Mar 06 2026 to Mar 06 2026 6:30 p.m.
7 4th Main Rd, Stage 2, Domlur 560071
Science has never been apolitical. It has just been silent about politics and social identities.
This talk traces the entanglements between nature and society across thirty years of field research in India and Latin America, moving between blackbuck conservation in Maharashtra, iguana habitats in Costa Rica, fisheries in the Brazilian Amazon, Afro-Colombian movements, and pastoralist struggles in Kutch.
What connects them is not geography but a single multiple entanglements of culture, nature, and political economy.
A Q&A will follow the lecture.
Speaker
Kiran Asher
Professor, Department of Women, Gender, Sexuality Studies at UMass, Amherst
A biologist-turned-social scientist, Kiran Asher is a professor in the Department of Women, Gender, Sexuality Studies at UMass, Amherst. Her scholarship and teaching are grounded in over three-decades of field-based research in Asia and Latin America (Costa Rica, Belize, Brazil, and Colombia). From 2013-2015 she worked for the Center for International Forestry Research (CIFOR) in Bogor, Indonesia. She is also an Adjunct Fellow at ATREE, Bangalore.

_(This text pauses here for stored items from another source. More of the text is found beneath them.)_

PR #186, opened 2015-11-09
Handle framework status in frontend

robyoung:
The framework status is now being passed back in the service response. 404ing and 410ing based on framework status can now be done in the buyer frontend which allows the API to start returning services for frameworks that are not live.

## Depends on
- [x] https://github.com/alphagov/digitalmarketplace-api/pull/290


quis:
:+1:

PR #196, opened 2015-12-18
Fix filters accessibility issue

tombye:
Story: https://www.pivotaltracker.com/story/show/105291876

image

### TLDR

If an option-select (which we use as the UI for our filters, shown above) was in the collapsed state you would assume that the hidden options would be removed from the tabbing order of the document. The design instead worked by keeping the options in the tabbing order and opening the parent option-select if they were tabbed to.

This brings in changes from the latest option-select govuk component which fixes this.


quis:
:+1:

PR #200, opened 2016-01-07
Update dmutils and add dmapiclient package dependency

allait:
### Update dmutils and add dmapiclient package dependency
Fixes imports to use the new dmapiclient package instead of
dmutils.apiclient and dmutils.audit.

### Remove unused app.models module and dependencies
app.models seems to have been replaced by search API client and
is not imported anywhere

### Update gulp-sass to work on node v4.2
We're using gulp-sass 2.0.4 on supplier app and it seems to work
with both old and new node versions.

Also sets npm and travis node versions to v4.2.

### Switch from nostests to py.test runner
Using py.test allows us to send coverage reports similar to other
apps.

### Enable coveralls coverage reports


robyoung:
:+1::+1::+1: Nice cleanup!

PR #201, opened 2016-01-07
Remove unused heading

tombye:
This heading should have been removed now G-Cloud 7 is closed (meaning there are only existing
suppliers).

The existing code was also breaking due to a malformed `<h3>` tag:

image

Note: requires review by @superroz


TheDoubleK:
New suppliers can still sign up though... although applications only open for DOS at the moment.

TheDoubleK:
But still, the header is unnecessary I think :+1:

superroz:
Yep. The header isn't needed. Good to go. :+1:

PR #202, opened 2016-01-12
Unavailable service design

tombye:
This is dependant on https://github.com/alphagov/digitalmarketplace-api/pull/322 being merged.

Mark services that are unavailable to buy (by either their framework having expired or their not being published) as such on their page rather than returning a 404.

This ensures that, once they have been published, services will always have a live URL, as requested in this story:

https://www.pivotaltracker.com/story/show/110062348

The two states of the notification banner are as shown:

### Service no longer published

service-disabled-banner

### Service part of an expired framework

framework-expired-banner


tests/app/views/test_services.py
```diff
@@ -2,10 +2,29 @@
...
+
+    def __init__(self, document):
+        self.banner = document.xpath(
+            '//div[@id="wrapper"]//div[@class="banner-temporary-message-without-action"]'
+        )
+
+    def exists(self):
+        if not self.banner:
+            return False
+        return True
```
robyoung: This could just be ```return bool(self.banner)```

tests/app/views/test_services.py
```diff
@@ -157,34 +215,118 @@ def test_g6_service_page_url(self):
...
+        self.service = self._get_g6_service_fixture_data()
+        self._data_api_client.get_service.return_value = self.service
+        service_id = self.service['services']['id']
+        res = self.client.get('/g-cloud/services/{}'.format(service_id))
+        assert_equal(200, res.status_code)
+        document = html.fromstring(res.get_data(as_text=True))
+
+        banner = document.xpath(
+            '//div[@id="wrapper"]//div[@class="banner-temporary-message-without-action"]'
+        )
```
robyoung: Could `UnavailableBanner` be used here?

tombye:
@robyoung nice call with the `return bool(self.banner)`, didn't think of that. I've also made it a `@property` as it read better when fed to an assertion.

That and the extra use of the `UnavailableBanner` class are now added in ca3fd4e

robyoung:
Nice :+1:

PR #205, opened 2016-01-22
Update buyers-guide-g-cloud.html

superroz:
fixed broken 'Digital Marketplace overview' link


TheDoubleK:
:+1: 
I'm not sure why the coveralls test is unhappy... I think adding a character may have made the percentage of code covered drop by a tiny fraction of a percent, so it's unhappy.  Best bet might be to disable the check so we can merge it.

PR #209, opened 2016-01-29
Bump frontend toolkit

carolinegreen:
Bump frontend toolkit to fix bug where pressing enter on textbox causes synthetic click event on buttons in form.


pcraig3:
Seems :+1: to me

PR #300, opened 2016-04-27
Fix return to overview link on publish page

pcraig3:
Now using the macro instead of just a link.
Means we have the right spacing.

[>> Bug on Pivotal](https://www.pivotaltracker.com/story/show/118406997)

***

### not nice
screen shot 2016-04-27 at 17 01 51

### nice 
screen shot 2016-04-27 at 17 01 20


TheDoubleK:
:+1:

PR #302, opened 2016-04-28
opportunities show summary

ralph-hawkins:
Each opportunity on /digital-outcomes-and-specialists/opportunities needs to show the 'summary' for all lots. Was 'backgroundInfromation' answer, which is specific to Outcomes, so nothing was showing for either specialists or participants opportunities.


TheDoubleK:
:+1:

PR #304, opened 2016-05-03
Add temporary messages for G-Cloud-8

carolinegreen:
Add temporary messages for G-Cloud-8

Move shared placeholders above frontend toolkit styles to prevent extensions of shared placeholders from being overwritten.

Also add new verions of frontend toolkit, with temporary message variant and digital marketplace framework with new content.

Remove h3 class from suppliers scss as this is obsolete.

Remove framework notice option as this has been superceded by the temporary messages pattern.

### DIFF
--- a/app/templates/index.html
+++ b/app/templates/index.html
@@ -20,45 +20,47 @@
 <div class="index-page grid-row">
   <div class="column-two-thirds">
     <h2 class="marketplace-homepage-subheading">Find technology or people for digital projects in the public sector</h2>
+    {% set buyer_dashboard = [] %}
+    {% set dss_items = [] %}
+    {% set dos_items = [] %}
+    {% set g_cloud_subtext = '' %}
+    {% set crown_hosting_subtext = '' %}
+
     {% if dos_is_live %}
       {% set
         dos_items = [
           {
-            "link": url_for("main.info_page_for_starting_a_brief", framework_slug='digital-outcomes-and-specialists', lot_slug='digital-specialists'),
+            "link": url_for("main.info_page_for_starting_a_brief", framework_slug=dos_is_live.slug, lot_slug='digital-specialists'),
             "title": "Find an individual specialist",
             "body": "eg a developer or user researcher",
           },
           {
-            "link": url_for("main.info_page_for_starting_a_brief", framework_slug='digital-outcomes-and-specialists', lot_slug='digital-outcomes'),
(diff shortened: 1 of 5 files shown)


app/templates/index.html
```diff
@@ -92,33 +92,23 @@ <h2 class="marketplace-homepage-subheading">Find technology or people for digita
...
-            message = temporary_message.message
-        %}
-          {% include "toolkit/{}.html".format(temporary_message.template_name) %}
-        {% endwith %}
-      {% endif %}
-        
+
       {% if dos_is_live %}
+
+      {% set opportunities %}
```
allait: What are the `set` blocks for?

carolinegreen: It was too make things clearer instead of alternating between two sets of ifs for the same thing.

carolinegreen: It was to make things clearer, instead of repeating ifs.  They had to be broken up due to the way the messages are laid out in the template but it didn't read well.

allait: I'm still not sure why this is better. For example this `opportunities` block is just used a few lines below with `| safe`, why not put it there directly?

carolinegreen: Yes, okay I think it was for consistency but I can remove it.

app/templates/index.html
```diff
@@ -92,33 +92,21 @@ <h2 class="marketplace-homepage-subheading">Find technology or people for digita
...
           <p>
             <a href="/digital-outcomes-and-specialists/opportunities" class="top-level-link">
-              Digital Outcomes and Specialists opportunities
+              View Digital Outcomes and Specialists opportunities
             </a>
           </p>
         </div>
-        
-        {% if current_user.role != 'supplier' %}
+      {% set selling %}
```
allait: I think we should do the same thing here, inline the block on line 137 by joining the if conditions with `and`.

carolinegreen: I'm not completely sure what you mean, unless you are talking about the statement below this one which is gone.

allait: I think we need to inline the `selling` block the same way we inlined `opportunities`

carolinegreen: That wouldn't work as they are separated by a block which is not within the same condition.  The entire point of writing it this way was to keep things DRY and group together conditionals using set, which is already used numerous times in the apps with conditionals fed into macros.

allait:
Looks good 👍

PR #306, opened 2016-05-03
Update to latest toolkit

pcraig3:
Fixes the bug where inline validation messages sit on the same line as inline text fields.


TheDoubleK:
:+1: if Travis likes it.

PR #308, opened 2016-05-06
[#118568577] Return to description of work

pcraig3:
The logic for deciding whether the secondary action link should return a user to the the overview or the section summary page was right, but not applied consistently.

The generated link was correct (and tested), but the link text itself was using slightly different logic (and wasn't being tested).

Fixed the logic and added some tests for link text on brief question pages.

[>> Bug in Tracker](https://www.pivotaltracker.com/story/show/118568577)


TheDoubleK:
Loks good after a rebase :+1:

PR #309, opened 2016-05-06
Update dependencies with new 'number' question type support

allait:
### Update toolkit form macro to support 'number' question type
Renames percentage form macro to number and passes the number
question 'unit' fields to the form template.

Number fields are always rendered as `smaller` text inputs.

#### Remove leading zeroes from test date formats


pcraig3:
👍

PR #319, opened 2016-05-13
Update frameworks requirement version to 1.3.6

Wynndow:
Updates the frameworks version to make use of [this](https://github.com/alphagov/digitalmarketplace-frameworks/pull/274) PR. It changes the link destination on the 'Additional terms and conditions' question to take the buyer directly to the standard contract.


pcraig3:
👍

PR #323, opened 2016-05-23
buyers can view their q + a dates while their brief is live

ralph-hawkins:
Adds a link to 'View question and answer dates' on the overview page that links to `brief_publish_confirmation.html`.

image

The `brief_publish_confirmation.html` changes when a opportunity is live:
- removes the warnings that are no longer relevant and the publish button
- changes content to present tense.

The page isn't visible when the opportunity closes.

image

### DIFF
--- a/app/templates/buyers/brief_publish_confirmation.html
+++ b/app/templates/buyers/brief_publish_confirmation.html
@@ -28,20 +28,22 @@
 <div class='grid-row'>
   <div class='column-two-thirds large-paragraph'>
     {% with
-        heading = "Publish your requirements and evaluation criteria",
+        heading = "Publish your requirements and evaluation criteria" if not published else "Question and answer dates",
         smaller = True,
         with_breadcrumb = True
     %}
         {% include "toolkit/page-heading.html" %}
     {% endwith %}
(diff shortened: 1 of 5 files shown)


allait:
We need tests for the new endpoint. Feel free to assign the PR to yourself if you want to pick this up.

TheDoubleK:
When the opportunity closes the link to the timeline page goes but the page itself is still accessible using a direct URL.  Will fix it to 404 for closed briefs.

TheDoubleK:
I added some tests - should be good to go now I think.

app/templates/buyers/brief_publish_confirmation.html
```diff
@@ -101,16 +105,18 @@
           {{ summary.text("The last day suppliers can apply.") }}
```
pcraig3: <nitpick> 
In the extra bit of the message that warns about Saturdays and Sundays, we can tell at that point whether the date in question is going to be one of those days, right? 
Wouldn't it be more cool to have a contextual message say something like "Since {} is a Saturday, please publish questions and answers by {}"?  
</nitpick>

PR #324, opened 2016-05-23
Update 'View Opportunities' page to include missing 'and'

Wynndow:
For [this](https://www.pivotaltracker.com/story/show/118472411) story on Pivotal.

This PR updates the view opportunities page to use a new filter (see [this PR](https://github.com/alphagov/digitalmarketplace-utils/pull/265)) which will convert a list of strings to a properly formatted string. It joins all elements with a ', ' except for the last which it joins with ' and '.

If a list has only one element, it just returns that element as a lower case string without any commas or 'and'.

If the list has no elements it will just return an empty string. This should never occur in this use case, but the functionality has been added in case it is needed for another application in the future.

All strings are converted to lowercase.

See the screenshot below.

screen shot 2016-05-23 at 17 09 55

### DIFF
--- a/app/templates/briefs_catalogue.html
+++ b/app/templates/briefs_catalogue.html
@@ -25,7 +25,7 @@
     <div class="grid-row">
         <section class="column-two-thirds">
             <div class="marketplace-paragraph">
-              <p>View buyer requirements for {{ lot_names | map('lower') | join(", ") }}.</p>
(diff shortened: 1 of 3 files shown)


allait:
👍 

(Although looking at it in context now, I'm not sure about `smartjoin` name. Since it's used without an argument it's not really obvious that it's using commas and 'and'. But that's something we can revisit later.)

PR #325, opened 2016-05-24
Fix link to DM buyers' guide

tombye:
As requested in https://www.pivotaltracker.com/story/show/119579917.

### DIFF
--- a/app/templates/_footer_categories.html
+++ b/app/templates/_footer_categories.html
@@ -40,7 +40,7 @@
         </h2>
         <ul>
             <li>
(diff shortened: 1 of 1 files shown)


TheDoubleK:
Does this also need to be fixed in the supplier app?  Footer links there should be the same as here.

TheDoubleK:
:+1: for this one though.

tombye:
Good point, now up: https://github.com/alphagov/digitalmarketplace-supplier-frontend/pull/486

PR #327, opened 2016-05-24
Add gunicorn to requirements.txt for PaaS deploys

allait:
Add gunicorn to requirements.txt for running the app on Cloud Foundry
(possibly not ideal see [1]).

Explicitly add cffi to requirements so that Cloud Foundry spots it and
adds libffi.

There doesn't seem to be an easy way to use a different requirements
file for Cloud Foundry, so we'll have to add the dependencies
everywhere.

[1] https://github.com/etianen/django-herokuapp/issues/9


TheDoubleK:
When you say "not ideal" - am I right in thinking this will only be an issue for when apps are deployed to PaaS?  The new dependencies won't have any affect when running in AWS, will they?

allait:
@TheDoubleK yeah, the issue is about gunicorn vs alternatives when running on PaaS. The dependencies aren't used when running in AWS, but they do get installed, which might have an effect on deployments. Ideally, there'd be an easy way to have a different requirements file for PaaS, but I couldn't think of one that wouldn't involve writing wrapper code.

TheDoubleK:
Yeah it's a bit weird but like you say, no easy way round it.
:+1:

PR #565, opened 2022-02-25
Minor fixes to spellings and output format of Options.ToString()

Wennemyr:


sixlettervariables (approved):
Good catch

scottf:
@Wennemyr Is it possible that you sign your commit? https://docs.github.com/en/authentication/managing-commit-signature-verification/about-commit-signature-verification

src/NATS.Client/Options.cs
```diff
@@ -828,7 +828,7 @@ public override string ToString()
             }
             sb.AppendFormat("SubChannelLength={0};", SubChannelLength);
             sb.AppendFormat("Timeout={0};", Timeout);
-            sb.AppendFormat("Pendantic={0}", Pedantic);
+            sb.AppendFormat("Pedantic={0}", Pedantic);
```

She has written about this seemingly unusual combination of the natural and social sciences, in these essays: Thinking Fragments and Fieldwork. Her other publications include a monograph Black and Green: Afro-Colombians, Development, and Nature in the Pacific Lowlands (Duke University Press, 2009), and articles in Antipode, Catalyst: Feminism, Theory, Technoscience, Feminist Studies; Feminist Review; GeoForum; Hypatia, and elsewhere. She is currently completing her second book entitled Field Work: Natures-Cultures in the Age of Climate Change.